不仅如此,刘凯向记者透露,“在中国大规模发展高铁的背后,有一个问题一直被隐藏了下来,这就是如何防止铁路沿线农民穿越的问题。这个问题能否解决,直接关系到高铁民营化的问题。”
“实际情况是,高铁穿越农村,往往将农民的住宅和农地分了开来,农民住在一边,而农地在另一边,铁路不可能随处开凿涵洞,只能几公里一个,但这对农民来说,他们不可能愿意绕行几公里去农地。”刘凯说。
“在普通列车时代,火车的制动距离为800~1200米,农民穿行铁轨还可以目测反应,不会出现太多的事故,但对于高铁来说,制动距离却长达3000米,这样的距离,不仅仅是人无法反应,就是鸟都反应不过来,这也就是动车组沿线有鸟死亡的原因。”他认为。

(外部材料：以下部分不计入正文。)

PR #2029, opened 2026-04-30
feat: add JSON-compatible repr and to_dict for query result types

### LINKED ISSUE #881: Allow JSON-esque outputs through `str/repr`
Some users have queried how they can produce a JSON-type output in the `v4` API. 

It may be a nice QoL improvement if this was possible, e.g. through a `str`/`repr` function. Not yet clear what this should look like / how much information this should print to balance verbosity and convenience.

atharva-deopujari:
## Summary

Adds `to_dict()` and `__str__()` methods to query result dataclasses so that `print(result)` produces human-readable JSON output instead of the default dataclass repr.

Currently, printing a query result gives an unreadable blob of nested dataclass reprs. After this change:

```python
result = collection.query.fetch_objects(limit=2)
print(result)
# Pretty-printed JSON with proper indentation
```

## Classes Updated

- `MetadataReturn`, `GroupByMetadataReturn`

“对于这一问题,在刘志军时代,对于几万公里的线路,采取了人盯人的策略,出动大批铁路公安组成护卫队进行护路,耗费了大量成本,所幸没出什么大问题,然而这个遗留问题将一直成为高速铁路的一颗定时炸弹。”刘凯表示。
刘凯认为,对于社会资本来说,投资高速铁路的运营是一个风险极大的事情,无论是从技术上,还是从路网结构上,抑或管理水平上都有很多问题。

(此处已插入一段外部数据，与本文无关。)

PR #2112, opened 2026-07-30
fix(collections): re-raise non-404 errors from async Collection.exists() (#2100)

### LINKED ISSUE #2100: async Collection.exists() still swallows all exceptions (PR #1950 fixed sync path only, async regression remains)
## Bug

`async_collection.exists()` in `weaviate/collections/collection/async_.py` catches all exceptions and returns `False`, making it impossible to distinguish "collection not found" from "connection error / auth failure / timeout":

```python
async def exists(self) -> bool:
    try:
        await self.config.get(simple=True)
        return True
    except Exception:      # ← catches everything
        return False
```

## Why this matters

A caller doing:
```python
if not await collection.exists():
    await client.collections.create(...)
```
will silently try to create a collection every time the server is unreachable — which may succeed with wrong configuration, fail with a confusing error, or mask a network outage entirely.

## Incomplete fix from PR #1950

Issue #1799 reported this exact problem. PR #1950 (merged Feb 2026) fixed the **synchronous** path in `weaviate/collections/collection/sync.py`:

```python
# sync.py — correctly re-raises on non-404
except UnexpectedStatusCodeError as e:
    if e.status_code == 404:
        return False
    raise
```

But the **async** counterpart in `async_.py` was never updated and still has the bare `except Exception: return False`. A collaborator noted on the closed issue: *"Pretty sure this was not fixed!"* — and indeed it was not for the async client.

## Suggested fix

Mirror the sync implementation exactly:

```python
async def exists(self) -> bool:
    try:
        await self.config.get(simple=True)
        return True
    except UnexpectedStatusCodeError as e:
        if e.status_code == 404:
            return False
        raise
```

## References

- Issue #1799 (closed by PR #1950, sync-only fix)
- PR #1950 — the sync fix that should have included the async path

Anai-Guo:
Fixes #2100

### Problem

`CollectionAsync.exists()` still had a bare catch-all:

```python
async def exists(self) -> bool:
    try:
        await self.config.get(simple=True)
        return True
    except Exception:
        return False
```

so a connection error, auth failure or timeout is indistinguishable from "collection not found". The common guard

```python
if not await collection.exists():
    await client.collections.create(...)
```

therefore tries to re-create the collection whenever the server is merely unreachable, masking the outage.

#1799 reported exactly this. #1950 fixed the **sync** path in `weaviate/collections/collection/sync.py` but the async counterpart was never updated.

### Change

Mirror the sync implementation exactly — return `False` on 404, re-raise everything else:

```python
except UnexpectedStatusCodeError as e:
    if e.status_code == 404:
        return False
    raise e
```

### Test

Adds `test_async_collection_exists` to `mock_tests/test_collection.py`, following the existing `test_collection_exists` shape and the `use_async_with_local` pattern already used in `mock_tests/test_auth.py`. It asserts both branches: 404 → `False`, 500 → `UnexpectedStatusCodeError` with `status_code == 500`.

Verified locally against the mock server:

| | new test | full `mock_tests/test_collection.py` |
|---|---|---|
| main (`ae327ca`), test only | `FAILED — DID NOT RAISE UnexpectedStatusCodeError` | — |
| with this fix | `passed` | `21 passed` |

`ruff` / `ruff format` (pinned `v0.14.7`) and `flake8` are clean on both touched files.

### DIFF
--- a/mock_tests/test_collection.py
+++ b/mock_tests/test_collection.py
@@ -484,6 +484,26 @@ def test_collection_exists(weaviate_mock: HTTPServer) -> None:
             assert e.value.status_code == 500
 
 
+@pytest.mark.asyncio
+async def test_async_collection_exists(weaviate_mock: HTTPServer) -> None:
+    non_existing = "NonExistingCollection"
+    erroring = "ErroringCollection"
+    weaviate_mock.expect_request(f"/v1/schema/{non_existing}").respond_with_json(
+        response_json={"error": [{"message": "collection not found"}]}, status=404
+    )
+    weaviate_mock.expect_request(f"/v1/schema/{erroring}").respond_with_json(
+        response_json={"error": [{"message": "this is an error"}]}, status=500
+    )
+
+    async with weaviate.use_async_with_local(
+        port=MOCK_PORT, host=MOCK_IP, grpc_port=MOCK_PORT_GRPC, skip_init_checks=True
+    ) as client:
+        assert not await client.collections.use(non_existing).exists()
+        with pytest.raises(weaviate.exceptions.UnexpectedStatusCodeError) as e:
+            await client.collections.use(erroring).exists()
+        assert e.value.status_code == 500
+
+
 def test_grpc_client_version_header(
     metadata_capture_collection: tuple[
         weaviate.collections.Collection, MockMetadataCaptureWeaviateService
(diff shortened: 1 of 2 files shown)


Anai-Guo:

dirkkul (approved):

除了铁路运营之外,在车站建设方面,民资的进入也依然面临重重障碍。
张铮律师告诉记者,“民资进入的本意是提升铁路资产的运营效率,要达到这一目的,就要采取市场化配置资源的方式,民资就要取得决策权,然而,这往往意味着,原来负有行政职务的当权者就要让权。”
“举例来说,以一个省级火车站的站长为例,他的职务可能是一个司局级,火车站民营化后,这个站长的职务如何处理,由于行政职务往往是不能用钱能弥补的,这就是一个问题。”

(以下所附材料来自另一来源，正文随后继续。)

PR #2114, opened 2026-07-31
Add cross-property BM25 And operator

amourao:
Exposes the `OPERATOR_AND_CROSS` search operator (Weaviate 1.39.0, backported to 1.37.15 and 1.38.8) as `BM25Operator.and_cross()`, available wherever a BM25 operator is accepted: `query.bm25`, `query.hybrid`, the generative-query equivalents, and `aggregate.hybrid`.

“所以,铁路系统向社会资本开放,产权关系的理顺是表层,更重要的是产权关系背后人员的安置问题,这里面隐含着不容忽视的利益冲突问题,是阻碍铁路改革的一个重大问题。”张铮表示。
事实上,这种利益分配问题在盛光祖时代依然突出,“由于铁路系统近亲繁殖严重,路局关系复杂,盛光祖上任以来的分权改革至今没有有效实施。”知情人士表示。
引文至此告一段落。